• [Exercise details]
Pick out and copy every line below that has the word "HTMLParagraphElement".

• [Data for this exercise]
* * * * * * * * *
Issue #2470, opened 2024-08-14
[NEOS-1323] sub text is different font size for synthetic data sample description


evisdrenova:
![image.png](https://uploads.linear.app/a9c4e27b-39a0-41a6-a85a-a5e6b97b33a2/d90709b7-901d-41bf-9109-a6cded38cf19/fd38a5a7-0c78-4250-991e-e1f9eddfbeef?signature=eyJhbGciOiJIUzI1NiIsInR5cCI6IkpXVCJ9.eyJwYXRoIjoiL2E5YzRlMjdiLTM5YTAtNDFhNi1hODVhLWE1ZTZiOTdiMzNhMi9kOTA3MDliNy05MDFkLTQxYmYtOTEwOS1hNmNkZWQzOGNmMTkvZmQzOGE1YTctMGM3OC00MjUwLTk5MWUtZTFmOWVkZGZiZWVmIiwiaWF0IjoxNzIzNjAxNjAzLCJleHAiOjE3NTUxMzc2MDN9.ht1fq4aPTlvQHIZpfZJGlAOsiteH_gtiAQ_CigZ7fhI)

<sub>From [SyncLinear.com](https://synclinear.com) | [NEOS-1323](https://linear.app/nucleus-cloud/issue/NEOS-1323/sub-text-is-different-font-size-for-synthetic-data-sample-description)</sub>

frankie-mur:
Hey @evisdrenova , can I take a crack at this?

evisdrenova:
@frankie-mur go for it! Let me know if you have any questions.

PR #2488, opened 2024-08-16
feat: update SampleTable to use Form fields to match parent field

frankie-mur:
## Description 
- This PR updates the SampleTable.tsx file to fix text styling and sizing, this addresses the issue #2470. 
- I was not able to test the `sample` button press and calling openAPI with loading data into the table as I do not have an paid openAPI key and it seems free plan does not support :( , should not effect this but if someone can confirm that would be appreciated
- I am very novice with React/Tailwind so please feel free to give tips and pointers where needed 
- Thanks 👍


nickzelei:
Hi @frankie-mur ! 
Appreciate the PR.

Do you think it would be possible to update this component to use similar styles without using the Form components directly? This table isn't a part of the form itself so I would prefer if it did not use the form components.

frankie-mur:
Thanks for the review @nickzelei , I have updated much simpler and without using Form components

evisdrenova:
@frankie-mur here is the styling for the subtext for the other form fields, we'll just want them to look the same. 

```js
const FormDescription = React.forwardRef<
  HTMLParagraphElement,
  React.HTMLAttributes<HTMLParagraphElement>
>(({ className, ...props }, ref) => {
  const { formDescriptionId } = useFormField();

  return (
    <p
      ref={ref}
      id={formDescriptionId}
      className={cn('text-[0.8rem] text-muted-foreground', className)}
      {...props}
    />
  );
});
FormDescription.displayName = 'FormDescription';
```

frankie-mur:
Appreciate that @evisdrenova, should we also update the heading `Synthetic Data Sample` to match the other form fields?

nickzelei:
> Appreciate that @evisdrenova, should we also update the heading `Synthetic Data Sample` to match the other form fields? Also since we don't want use Form components directly would it be appropriate to use the same className attributes directly? ex.
> 
> ```
>      <p className="text-[0.8rem] text-muted-foreground tracking-tight">
>             A sample of synthetic data given the inputs above. Returns at most
>             10 records.
>      </p>
> ```

Yep it is totally appropriate to use the same class names! These are just tailwind classes so it's totally fine to use those as they are used for rendering purposes.

We could update the heading, however, it's not intended to stand out as it's a separate part of the form.
However, if it looks better uniform with the others, I'm down for it!

frankie-mur:
image

PR #2489, opened 2024-08-16
NEOS-1267 Add dynamodb support to Neosync CLI

alishakawaguchi:


backend/services/mgmt/v1alpha1/connection-data-service/connection-data.go
```diff
@@ -388,12 +389,101 @@ func (s *Service) GetConnectionDataStream(
...
+			}
+		}
+
 	default:
 		return nucleuserrors.NewNotImplemented(fmt.Sprintf("this connection config is not currently supported: %T", config))
 	}
 	return nil
 }
 
+func convertAttributeValueToDynamoDBJSON(av dynamotypes.AttributeValue) (map[string]any, error) {
```
nickzelei, line 430: Do we have this method somewhere else? Meaning: are we copying this anywhere or is this bespoke to the connection data? If so, we should centralize it...

cli/internal/benthos/inputs/neosync-connection-data.go
```diff
@@ -231,3 +253,93 @@ func (g *neosyncInput) Close(ctx context.Context) error {
...
+	result := make(map[string]any)
+	ktm := make(map[string]neosyncbenthos_dynamodb.KeyType)
+	for key, value := range item {
+		result[key] = convertDynamoDBValue(key, value, ktm)
+	}
+
+	return result, ktm
+}
+
+func convertDynamoDBValue(key string, value any, keyTypeMap map[string]neosyncbenthos_dynamodb.KeyType) any {
```
nickzelei, line 267: Is this specific to the CLI? Same question as the conn data.
Seems liek we should have the dyanmodb util stuff be centralized in a top level `interanl/dynamodb` module

nickzelei (approved):
LGTM, left two minor comments, but am cool if we push it off and just do a cleanup PR where we centralize a lot of the dynamo logic into one spot that we can test.

nickzelei:
Oh, one last thing.

The `func getCategory(cc *mgmtv1alpha1.ConnectionConfig) string {` function in `cli/internal/cmds/neosync/connections/list` should be updated to support DynamoDB connection types.

PR #2492, opened 2024-08-17
NEOS-1343: Fixes self-referencing logic in worker when following FK constraints

nickzelei:


nickzelei (commented):
Reviewed @alishakawaguchi 's changes, they look good.

alishakawaguchi (approved):
👍

PR #2581, opened 2024-09-01
NEOS-1379: handle duplicate mongo mappings

evisdrenova:


frontend/apps/web/components/jobs/NosqlTable/NosqlTable.tsx
```diff
@@ -696,8 +793,23 @@ function EditCollection(props: EditCollectionProps): ReactElement {
...
+  const conflictRows = data.filter(
+    (obj) =>
+      obj.column === currentColumn &&
+      `${obj.schema}.${obj.table}` !== currentSchemaTable
+  );
+
+  // filter available collections by excluding those that conflict
+  const availableRows = collections.filter(
+    (item) => !conflictRows.some((obj) => `${obj.schema}.${obj.table}` === item)
+  );
```
nickzelei, line 809: Since all of this is to just filter the collections, can we move this logic outside of this function to the caller and then just pass in the collections already filtered? That will keep this component simple and not require a leakage by passing in the entire data and index.

frontend/apps/web/components/jobs/NosqlTable/NosqlTable.tsx
```diff
@@ -639,24 +696,61 @@ function IndeterminateCheckbox({
...
+        `${item.schema}.${item.table}` === `${schema}.${table}`
+    );
+
+    const isDuplicate = selectedCollection.some(
+      (item: JobMappingFormValues) => item.column === val
+    );
+
+    if (!isDuplicate) {
+      setDuplicateError(false);
+      setInputValue(val);
```
nickzelei, line 732: looks like this is being called in both branches and should be moved outside of it for clarity.

frontend/apps/web/components/jobs/NosqlTable/NosqlTable.tsx
```diff
@@ -639,24 +696,61 @@ function IndeterminateCheckbox({
...
 
   const handleSave = () => {
     onEdit({ column: inputValue });
     setIsEditingMapping(false);
   };
 
+  const handleDocumentKeyChange = (
+    data: JobMappingFormValues[],
+    schema: string,
+    table: string,
```
nickzelei, line 718: These don't really need to be passed in to this function since they are provided via the parent. Removing these from this will simplify and not shadow the parent variables.

frontend/apps/web/components/jobs/NosqlTable/NosqlTable.tsx
```diff
@@ -639,24 +696,61 @@ function IndeterminateCheckbox({
 interface EditDocumentKeyProps {
   text: string;
   onEdit: (updatedObject: { column: string }) => void;
+  data: JobMappingFormValues[];
+  schema: string;
+  table: string;
```
nickzelei, line 701: I suggest actually removing the these props from this component and keeping the EditDocumentKey props much simpler by instead adding an `isDuplicate` callback function that this component can instead call. This will defer the logic to the parent.

I get squeamish whenever I see the `data` being passed around willy nilly because it's generally a heavy object that can be very large. We want to loop over it as minimally as possible. Keeping this component simply by instead having a simply `isDuplicate` function lets us further centralize the data usage.

frontend/apps/web/components/jobs/NosqlTable/NosqlTable.tsx
```diff
@@ -230,9 +262,23 @@ function AddNewRecord(props: AddNewRecordProps): ReactElement {
     context: {
       accountId: account?.id,
       isUserJavascriptCodeValid: validateUserJsCodeAsync,
+      data: data,
```
nickzelei, line 265: If we could not pass the data directly into the context as that is a pretty large object.
Let's keep the context simply by instead passing in a function that can be called by the context to check.

If you see my comments below about writing a single `isduplicate` function, that may be able to be either used here 1:1 or augments to handle both with shared logic.

frontend/apps/web/components/jobs/NosqlTable/NosqlTable.tsx
```diff
@@ -230,9 +262,23 @@ function AddNewRecord(props: AddNewRecordProps): ReactElement {
...
+
+  useEffect(() => {
+    const validateKeyField = async () => {
+      form.clearErrors('key'); // clear the errors on the key field - this is to make sure that the errors are cleared if the user switches collection values
+      await form.trigger('key'); // trigger validation
+    };
+    if (collectionValue !== '' && keyValue !== '') {
+      validateKeyField();
+    }
+  }, [collectionValue, keyValue]);
```
nickzelei, line 280: Instead of doing this, you should override the onChange handler on the collection input to simply reset the errors on the `key` whenever the collection changes.

That is more reacting and does not require this useEffect.

However, you'll probably want to take advantage of the `isDuplicate` function I've mentioned a few times throughout this PR to ensure that the collection that is being switched to does not have a duplicate `key` that might be in the form.

frontend/apps/web/components/jobs/NosqlTable/NosqlTable.tsx
```diff
@@ -190,19 +191,50 @@ interface AddNewRecordProps {
...
+
+        const selectedCollection: JobMappingFormValues[] =
+          context?.options?.context?.data.filter(
+            (item: JobMappingFormValues) =>
+              `${item.schema}.${item.table}` === collection
+          );
+
+        const isDuplicate = selectedCollection.some(
+          (item: JobMappingFormValues) => item.column === value
+        );
```
nickzelei, line 219: This can all go away and should be replaced by an `isDuplicate` function that I've mentioned throughout this PR.

nickzelei: Also, the `useForm` hook can take in a Context interface, which it looks like that was never created for the `AddNewNosqlRecordForm`. Probably worthwhile to create one. You can see a few other examples throughout the codebase for how to create this. Gives us better type safety.

frontend/apps/web/components/jobs/NosqlTable/NosqlTable.tsx
```diff
@@ -154,6 +154,7 @@ export default function NosqlTable(props: Props): ReactElement {
           <CardContent>
             <AddNewRecord
               collections={collections}
+              data={data}
```
nickzelei, line 157: I think once we rip through the other comments this shouldnt be needed anymore.

nickzelei (changes requested):
Left a few comments. Thanks for working this! I think we can clean this up to be a lot more efficient and require overall less code.
Let me know if you have any Q's.

frontend/apps/web/components/jobs/NosqlTable/NosqlTable.tsx
```diff
@@ -366,15 +486,27 @@ function AddNewRecord(props: AddNewRecordProps): ReactElement {
...
+  onDuplicate(row: Row): void;
   transformerHandler: TransformerHandler;
   onEdit(row: Row, index: number): void;
-  collections: string[];
-  onDuplicate(row: Row): void;
+  isDuplicateKey: (
+    newValue: string,
+    schema: string,
+    table: string,
+    currValue?: string
```
nickzelei, line 496: What is the purpose of the `currValue` here and why is it not enough to just ask: is the <schema, table, newKey> a duplication?

frontend/apps/web/components/jobs/NosqlTable/NosqlTable.tsx
```diff
@@ -116,6 +122,50 @@ export default function NosqlTable(props: Props): ReactElement {
...
+
+  // useCallback ensures that we only re-run the function if the keySet changes
+  // we pass in an optional curr value so that we don't throw errors when searching for duplicates and the existing key is there
+  // for ex. if the initial value is "email" and we change it to "emaila" and then back to "email", it throws an error because the key set is made from all of the rows of the data which includes the original value, so we delete it if currValue is valid so we don't throw that error and allow the user to just save their current value without changing it
+  const isDuplicateKey = useCallback(
+    (newValue: string, schema: string, table: string, currValue?: string) => {
+      const key = `${schema}.${table}.${newValue}`;
+      if (currValue) {
+        keySet.delete(`${schema}.${table}.${currValue}`);
+      }
```
nickzelei, line 142: This is a little scary. something called `isDuplicateKey` I would not expect to modify the key set.
I would expect the `isDuplicateKey` to be really dumb and basically just be doing this:

```
return keySet.has(`${schema}.${table}.${newValue}`);
```
and nothing else.

frontend/apps/web/components/jobs/NosqlTable/NosqlTable.tsx
```diff
@@ -116,6 +122,50 @@ export default function NosqlTable(props: Props): ReactElement {
...
+      return keySet.has(key);
+    },
+    [keySet]
+  );
+
+  // used to calculate the collections that can be updated based on a given key value
+  // for ex. if a collection.key is "a.b.c" and we want to update it to "d.e.c" but "d.e.c" already exists, then we don't want to show the "d.e." collection as an uption for the update
+  const filteredCollections = useCallback(
```
nickzelei, line 150: a little confused as to what value this is providing.
I read your comment and I thought I understood it, but I couldnt repro what it was trying to accomplish.

I have something like this:

```
collection, key
---------------
col1, foo.bar
col2, foo.bar.baz
```
I was able to edit the first row and update `col1` to be `col2` - if that is what this is trying to prevent?

nickzelei (commented):
Left a few questions...some things I don't quite understand maybe you could help with.

Also, it would be a good sanity check if you could also make sure this stuff all works with Dynamodb.
Some of the string slicing is a little scary to me and would just be nice tomake sure it all is working for both mongo and dynamo.

frontend/apps/web/components/jobs/NosqlTable/NosqlTable.tsx
```diff
@@ -116,6 +122,50 @@ export default function NosqlTable(props: Props): ReactElement {
...
+      set.add(`${item.schema}.${item.table}.${item.column}`);
+    });
+    return set;
+  }, [data]);
+
+  // useCallback ensures that we only re-run the function if the keySet changes
+  // we pass in an optional curr value so that we don't throw errors when searching for duplicates and the existing key is there
+  // for ex. if the initial value is "email" and we change it to "emaila" and then back to "email", it throws an error because the key set is made from all of the rows of the data which includes the original value, so we delete it if currValue is valid so we don't throw that error and allow the user to just save their current value without changing it
+  const isDuplicateKey = useCallback(
+    (newValue: string, schema: string, table: string, currValue?: string) => {
```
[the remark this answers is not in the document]
evisdrenova: My thinking here is that if a user is trying to edit a mapping in line, then we have a `newValue` that we have to use as a key to check against the existing data to see if it's there. That value changes on every keystroke and it's not saved to the `data` object yet. 

So we use the newValue to create a string that we can then check to see if it exists in the set. If it does, then we return `true` for the duplicate. 

The currValue is optional here since it's only used for the inline mapping and is used to ensure that an existing mapping doesn't throw a value. 

If the data object is: `[{a.b.c},{d.e.f}]`, and the user clicks on the edit button, if we don't know what the currValue of the row that the user is trying to edit, then we throw an error if the user wants to not make any changes. For. ex. if the current row mapping is {a.b.c} and we want to edit this, the user makes a change to {a.b.t}, that works since that's not a mapping that exists. However, if the user, for whatever reason doesn't want to make the change and just wants to exist the mapping, then they will revert the mapping to {a.b.c} which will throw a duplicate error since that already exists. 

So the currValue is used to prevent this case by deleting the mapping that the user is currently editing from the set so that it doesn't throw a duplicate error and the user can save the original mapping. 

The other way we can fix this is to give the user a button to exit the editing process which will then end the editing process and not save the update. I didn't do that since it felt like too many buttons already in that small form.

frontend/apps/web/components/jobs/NosqlTable/NosqlTable.tsx
```diff
@@ -253,7 +349,26 @@ function AddNewRecord(props: AddNewRecordProps): ReactElement {
...
+                      const lastDotIndex = value.lastIndexOf('.');
+                      const schema = value.substring(0, lastDotIndex);
+                      const table = value.substring(lastDotIndex + 1);
+                      if (isDuplicateKey(currentKey, schema, table)) {
+                        form.setError('key', {
+                          type: 'manual',
+                          message:
+                            'This key already exists in the selected collection.',
+                        });
+                      }
```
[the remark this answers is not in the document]
evisdrenova: This is used to catch the scenario where the user selects the collection in the new mapping form`a` and then enters  key 'b'. It returns back a `true` for 'isDuplicateKey()'. Then they try to change the collection to `b`. If collection `b` already has key 'a', then we need to throw the `isDuplicateKey()` error here. But since the uniqueMapping sits on the `key` field, it doesn't do that since the key field isn't changing, it's the collection field. 

I suppose we could move this into a `.(test)` function on the collection. I haven't tried it and my initial thought was to do it on the select, so it might work. Would need to test it.

frontend/apps/web/components/jobs/NosqlTable/NosqlTable.tsx
evisdrenova: answered above

frontend/apps/web/components/jobs/NosqlTable/NosqlTable.tsx
evisdrenova: no it's catching that if the collection.key already exists in the data, then we don't want to present that collection to the user as an option that they can switch to.

for ex. say you have this:

collection, key
---------------
col1, foo.bar
col2, foo.bar

and you want to change `col2`, we want to filter out `col1` out of the list of collections that they could change `col2` to so they don't create a duplicate mapping.

But that is another thing we need to consider, and this PR doesn't answer that. This PR prevents duplicate mappings at the leaf level. Do we want to prevent duplicate mappings at any point in the path level? i.e. what you mentioned, since that woudl overwrite the value at `foo.bar.baz` with `foo.bar`

nickzelei: ah okay, I think it was this comment `then we don't want to show the "d.e." collection as an uption for the update` that threw me off. 

makes sense.

I think having mappings for `foo.bar` and `foo.bar.baz` is totally fine though.

frontend/apps/web/components/jobs/NosqlTable/NosqlTable.tsx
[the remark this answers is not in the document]
nickzelei: I see your thinking.

However, this is really just an edge case when the `newValue` and `currValue` are equivalent for the existing collection right?

onDuplicate should be smart enough to know that for the current rowIndex being updated, if the values are the same, don't do anything.

onDuplicate could just not fire if it knows `curValue === newValue`.

Anyways, just a thought, maybe I'm missing something here, but my spidey senses tend to go off when I see mutations in functions that are just checking if something exists in a set.

nickzelei (approved):
Overall the functionality is there but still have some thoughts around the handling of the onDuplicate and isDuplicate functions.

frontend/apps/web/components/jobs/NosqlTable/NosqlTable.tsx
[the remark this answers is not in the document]
evisdrenova: will handle this in a new PR and clean it up a little more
* * * * * * * * *
• [Your solution]
  HTMLParagraphElement,
  React.HTMLAttributes<HTMLParagraphElement>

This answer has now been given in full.